Exercise goal >> Among the entries below, count the lines that contain the word "could". Write down only the total.
**** Data for the task
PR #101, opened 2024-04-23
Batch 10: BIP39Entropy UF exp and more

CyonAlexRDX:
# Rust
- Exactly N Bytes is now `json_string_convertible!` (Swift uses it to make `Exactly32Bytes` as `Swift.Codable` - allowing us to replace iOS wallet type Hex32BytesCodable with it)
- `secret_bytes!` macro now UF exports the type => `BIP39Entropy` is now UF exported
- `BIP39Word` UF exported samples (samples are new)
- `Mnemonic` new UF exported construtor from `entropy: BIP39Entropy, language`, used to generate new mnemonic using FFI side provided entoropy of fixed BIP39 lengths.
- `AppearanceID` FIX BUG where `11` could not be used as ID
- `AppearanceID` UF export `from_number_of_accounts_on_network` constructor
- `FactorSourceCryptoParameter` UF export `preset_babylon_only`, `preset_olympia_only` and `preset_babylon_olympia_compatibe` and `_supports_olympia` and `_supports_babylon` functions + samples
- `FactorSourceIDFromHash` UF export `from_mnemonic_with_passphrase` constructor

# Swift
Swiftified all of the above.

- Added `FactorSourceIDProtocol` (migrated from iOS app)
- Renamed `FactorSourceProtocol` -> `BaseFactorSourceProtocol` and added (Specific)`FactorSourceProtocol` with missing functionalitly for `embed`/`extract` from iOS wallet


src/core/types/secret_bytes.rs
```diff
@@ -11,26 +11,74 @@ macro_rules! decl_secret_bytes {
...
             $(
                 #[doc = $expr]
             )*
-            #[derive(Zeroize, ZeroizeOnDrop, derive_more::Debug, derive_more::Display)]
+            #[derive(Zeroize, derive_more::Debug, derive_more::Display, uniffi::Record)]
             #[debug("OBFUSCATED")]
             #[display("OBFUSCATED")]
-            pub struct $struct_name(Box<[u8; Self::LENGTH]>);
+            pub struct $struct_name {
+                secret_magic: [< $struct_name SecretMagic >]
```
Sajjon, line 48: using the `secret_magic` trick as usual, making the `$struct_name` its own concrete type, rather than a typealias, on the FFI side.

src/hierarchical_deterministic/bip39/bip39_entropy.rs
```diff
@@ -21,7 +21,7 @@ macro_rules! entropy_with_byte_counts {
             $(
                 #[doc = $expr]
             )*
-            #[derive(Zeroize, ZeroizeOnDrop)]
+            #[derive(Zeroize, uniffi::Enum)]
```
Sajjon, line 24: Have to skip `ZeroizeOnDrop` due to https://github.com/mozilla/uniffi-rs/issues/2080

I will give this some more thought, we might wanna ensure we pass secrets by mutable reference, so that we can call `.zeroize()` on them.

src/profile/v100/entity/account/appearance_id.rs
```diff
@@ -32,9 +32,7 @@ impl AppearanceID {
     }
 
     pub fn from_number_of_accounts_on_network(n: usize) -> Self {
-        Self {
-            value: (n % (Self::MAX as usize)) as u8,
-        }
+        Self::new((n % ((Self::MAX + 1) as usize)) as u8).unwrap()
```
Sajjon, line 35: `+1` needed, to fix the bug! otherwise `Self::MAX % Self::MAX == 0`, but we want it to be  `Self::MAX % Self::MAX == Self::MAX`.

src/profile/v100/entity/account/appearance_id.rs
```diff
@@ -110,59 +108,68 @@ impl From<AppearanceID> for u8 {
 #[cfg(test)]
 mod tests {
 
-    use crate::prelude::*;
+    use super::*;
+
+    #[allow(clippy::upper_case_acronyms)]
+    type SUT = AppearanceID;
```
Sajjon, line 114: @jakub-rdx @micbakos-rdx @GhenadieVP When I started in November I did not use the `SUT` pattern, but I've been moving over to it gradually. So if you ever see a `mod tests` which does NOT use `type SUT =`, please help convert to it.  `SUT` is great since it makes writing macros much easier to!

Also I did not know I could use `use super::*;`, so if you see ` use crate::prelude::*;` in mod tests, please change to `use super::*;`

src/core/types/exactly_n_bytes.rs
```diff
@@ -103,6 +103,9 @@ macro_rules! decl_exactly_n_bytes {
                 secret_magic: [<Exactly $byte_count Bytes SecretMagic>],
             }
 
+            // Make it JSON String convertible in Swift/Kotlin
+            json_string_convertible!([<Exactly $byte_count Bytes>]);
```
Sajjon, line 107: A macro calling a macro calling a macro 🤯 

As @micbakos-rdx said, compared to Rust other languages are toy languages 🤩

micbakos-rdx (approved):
********
Reply >> 2